Having created such memorable BBC series as Tribe, Amazon and Arctic, what is the message behind your beautiful and poignant film ‘Tawai’?

I wanted to gently invite us to look at ourselves – how we are in relationship with one another and in relationship with the planet. By visiting incredible people with lives very different to our own, the film asks us to contemplate the journey we have been on to get to where we are now, and how it may or may not be serving us. It’s a film about the quest to reconnect to ourselves, to our communities and to nature.

You’ve had the chance to visit many places and people. What do you think is the key to a thriving and happy community?

There are a very few groups left on the planet who have no leaders, but this was our original way. They are sharing communities in the truest sense and reflect how society must have been for the vast majority of the time we’ve been on the planet. This shared ownership is about feeling a part of things, being equals in the endeavour. Everyone feels empowered because they have a stake in it, an equal say and an equal share of the dividends. This sort of egalitarianism feels rare now because we are susceptible to being dominated by a more powerful form of Western lifestyle.

There’s one thing we can all do tomorrow that makes a massive difference and that is put our money in an ethical bank.
Bruce Parry

What do you think we can learn from people and groups you have connected with?

We try to connect people emotionally with the impacts and changes happening around us and how we all need to share concern and responsibility. There is a strong implicit message to look at ourselves as much more a part of nature rather than superior and separate from it.

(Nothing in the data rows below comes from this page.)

PR #1526, opened 2025-11-04
Support to create Reviewables for Substance Painter

moonyuet:
## Changelog Description
This PR is to add the support of reviewable for Substance Painter
Resolve https://github.com/ynput/ayon-substance-painter/issues/58

## Additional info
Tested with https://github.com/ynput/ayon-substance-painter/pull/60

## Testing notes:
1. Create Texture Instance in SP and make sure review option set to True
2. Publish
3. You will find the reviewable shown in your browser
image

### DIFF
--- a/server/settings/publish_plugins.py
+++ b/server/settings/publish_plugins.py
@@ -251,6 +251,19 @@ class AyonEntityURIModel(BaseSettingsModel):
     )
 
 
+class ExtractUSDLayerContributionModel(AyonEntityURIModel):
+    enforce_default_prim: bool = SettingsField(
+        title="Always set default prim to folder name.",
+        description=(
+            "When enabled ignore any default prim specified on older "
+            "published versions of a layer and always override it to the "
+            "AYON standard default prim. When disabled, preserve default prim "
+            "on the layer and then only the initial version would be setting "
+            "the AYON standard default prim."
+        )
+    )
+
+
 class PluginStateByHostModelProfile(BaseSettingsModel):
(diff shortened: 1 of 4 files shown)


BigRoy:
After discussing some more about this it essentially boils down to:

- We need to be able to generate a reviewable from textures / UDIM sequences.
- These may be a single frame, but also may be e.g. 1001, 1002, 1011, 1012 (in that sense they'd be a sequence with holes).
- Preferably that'd generate a reviewable that contains the frame number 1001, 1002, 1011, 1012 burned in accordingly **without** the holes filled up with additional data.

@iLLiCiTiT @kalisp perhaps you know with the recent "holes/gaps" support from deadline publishes, etc. - how should we configure the instance from Substance Painter to make this possible?

server/settings/publish_plugins.py
```diff
@@ -1448,6 +1448,105 @@ class PublishPuginsModel(BaseSettingsModel):
...
+                            "ftrackreview",
+                            "kitsureview",
+                            "webreview"
+                        ],
+                        "burnins": [],
+                        "ffmpeg_args": {
+                            "video_filters": [],
+                            "audio_filters": [],
+                            "input": [
+                                "-apply_trc gamma22"
```
BigRoy: Do we want to still apply the 2.2 gamma to EXRs in this case?

moonyuet:
@LiborBatek can you test again with the build of this PR to ensure no error hits before the merge?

Tawai is the word the Penan tribe of Borneo use to describe their inner feeling of connection to nature. Why did you choose to focus on this?

Piraha Toibaiti
Bruce Parry’s latest documentary, Tawai

There are a lot of vulnerable tribal communities, but I came to realise that the nomadic Penan tribe – a group I visited in my first BBC series – represents a culture quite unlike any other I’ve experienced because they live nomadic hunter-gatherers and as if untouched by the agricultural revolution. I wanted to go back for this film and see them again to explore what might have changed.

Do you think we are measuring our success and happiness in the right way?

As one of the tribespeople I speak to in the film says: “When you have money, how much money makes you feel rich? We have no money but we feel incredibly rich, we have everything we need here.” It makes me ask how we evaluate ‘abundance’ in our lives – instead of material wealth, can’t it be connection to community, and laughter, and being looked after when you get older and having enough food on the table? Everything else is a massive accumulation that doesn’t necessarily serve us at all.

You have a Triodos Current Account. What is it that draws you to ethical banking?

When people ask me ‘what can I do?’ – for me it’s simple. There’s one thing we can all do tomorrow that makes a massive difference and that is put our money in an ethical bank. Your money is working towards all sort of things in the background – the savings in your account, your pension scheme. It’s all a massive part of how we are affecting the planet and it costs you nothing to move your money so that it makes a positive rather than a negative impact. This is a no brainer and it should be screamed from the rooftops that we should all be banking ethically!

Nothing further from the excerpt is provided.